Scan the data below for the string "Types". Copy every line where it appears.

(Beginning of Given information)

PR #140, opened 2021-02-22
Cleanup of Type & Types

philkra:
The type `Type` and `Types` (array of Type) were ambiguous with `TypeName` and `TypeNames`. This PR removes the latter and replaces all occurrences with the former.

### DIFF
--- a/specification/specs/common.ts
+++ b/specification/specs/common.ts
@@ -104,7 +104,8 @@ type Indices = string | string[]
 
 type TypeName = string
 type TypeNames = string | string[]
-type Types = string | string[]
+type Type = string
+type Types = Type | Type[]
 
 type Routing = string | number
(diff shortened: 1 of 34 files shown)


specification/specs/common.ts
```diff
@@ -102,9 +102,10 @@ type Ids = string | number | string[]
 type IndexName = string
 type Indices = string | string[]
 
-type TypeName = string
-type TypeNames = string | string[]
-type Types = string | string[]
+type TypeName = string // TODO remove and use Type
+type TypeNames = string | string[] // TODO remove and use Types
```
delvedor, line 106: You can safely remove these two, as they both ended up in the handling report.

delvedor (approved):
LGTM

(End of Given information)
(Beginning of Given information)

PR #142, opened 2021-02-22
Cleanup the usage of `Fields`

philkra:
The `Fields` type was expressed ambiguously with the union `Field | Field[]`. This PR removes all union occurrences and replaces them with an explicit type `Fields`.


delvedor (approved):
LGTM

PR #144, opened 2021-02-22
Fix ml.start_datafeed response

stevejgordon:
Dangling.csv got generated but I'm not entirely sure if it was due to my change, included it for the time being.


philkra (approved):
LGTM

(End of Given information)

> [Result of the exercise]:
Cleanup of Type & Types
The type `Type` and `Types` (array of Type) were ambiguous with `TypeName` and `TypeNames`. This PR removes the latter and replaces all occurrences with the former.
-type Types = string | string[]
+type Types = Type | Type[]
-type Types = string | string[]
+type TypeNames = string | string[] // TODO remove and use Types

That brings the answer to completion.